The knowledge component of SCT addresses the fact that skills-based health education includes both content and skill knowledge because students need to know and understand certain concepts before they can apply them in their own lives and/or demonstrate their learning in the classroom. Skills-based health education also helps students develop self-efficacy through the opportunity for skill practice and evaluation of their skill performance. These opportunities also allow for teaching and learning regarding the attitudes and beliefs of certain health behaviors (both health-enhancing and risky behaviors) and the potential effects (or outcomes) of performing a certain skill or health behavior. Skills-based health education offers the opportunity for that type of learning to occur.
Lastly, certain skills included in the standards, specifically: goal-setting, analyzing influences, accessing information, and advocating for self and others, can help students learn to set goals and recognize facilitators and impediments in their lives. Goals along with facilitators and impediments are the remaining two determinants of health behavior according to SCT (14, 21). In addition to the research that supports the use of skills-based health education, SCT supplies a theoretical framework which furthers the case for skills-based health education.
In addition, unlike a traditional approach to health education, a skills-based approach also addresses multiple components of an ecological approach to health promotion as well as provides opportunities to use principles of effective public health campaigning such as social influences, targeted messages, branding, etc. This approach to health education is directly supported by SCT but also includes many opportunities to bring in core components of other health behavior theories and public health approaches.
Defense of Intervention 3: Provides a New Frame
Shifting from a traditional approach to health education to a skills-based health approach provides an opportunity to reframe the discussion from trying to justify why an approach which is not support by research or public health best practice (traditional) really does belong in schools – really! Instead, health education can be framed as an engaging, relevant, current and research-based approach which combines research and best practice from education and public health to meet the needs of students.
The frame could be “Students Need Skills” with a core position that a skills-based approach is a core subject that teaches students essential skills which they need in order to be healthy for life. This frame would be a position of strength and could build on some of the key points of the current frames but use them in a more proactive and positive way.
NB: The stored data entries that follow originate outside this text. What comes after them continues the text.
PR #2001, opened 2023-12-02
(Studio) Update gradio and multicontrolnet UI.

monorimet:
Updates gradio pin to 4.7, which might just break everything apparently.

What else does this break? I'd like the new gradio features.


monorimet:
FYI @one-lithe-rune you might have opinions about this change

monorimet:
TODO: fix nod logo, see about controlnet issues.

apps/stable_diffusion/shark_sd.spec
```diff
@@ -19,6 +19,9 @@ a = Analysis(
     win_private_assemblies=False,
     cipher=block_cipher,
     noarchive=False,
+    module_collection_mode={
+        'gradio': 'py',  # Collect gradio package as source .py files
```
dan-garvey, line 23: I dont even want to know how you figured out this was required...

apps/stable_diffusion/src/models/model_wrappers.py
```diff
@@ -109,7 +109,7 @@ def process_vmfb_ir_sdxl(extended_model_name, model_name, device, precision):
     if "vulkan" in device:
         _device = args.iree_vulkan_target_triple
         _device = _device.replace("-", "_")
-        vmfb_path = Path(extended_model_name_for_vmfb + f"_{_device}.vmfb")
+        vmfb_path = Path(extended_model_name_for_vmfb + f"_vulkan.vmfb")
```
dan-garvey, line 112: intentional hardcode?

dan-garvey (approved):

apps/stable_diffusion/src/models/model_wrappers.py
monorimet: for now. 
it should be target triple here but we need to change the naming convention globally

apps/stable_diffusion/shark_sd.spec
monorimet: just wasnt collecting some random source files
tried adding metadata and hidden files, nope, ok just gimme it all then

It would also weaken the “it doesn’t belong in schools” frame as the core skills included (i.e., goal-setting, decision-making) are all skills included in the 21st century skills framework and are all included in other core subjects. This would change the language used in discussions since the argument would no longer be about who should be providing students with information or whether it belongs in schools, rather it will be that schools are a place where students develop skills that they need to be successful which also supports the relevance and place for a skills-based approach to health education in schools.
Health education has the potential to be an effective public health intervention which can make an impact on the health of youth. However, the current emphasis on a traditional approach which focuses on disseminating information through a didactic approach is not working. The proposed intervention is a skills-based approach to health education which would address the main critiques of the traditional approach and provide an opportunity for a new frame which will further strengthen the proposed approach.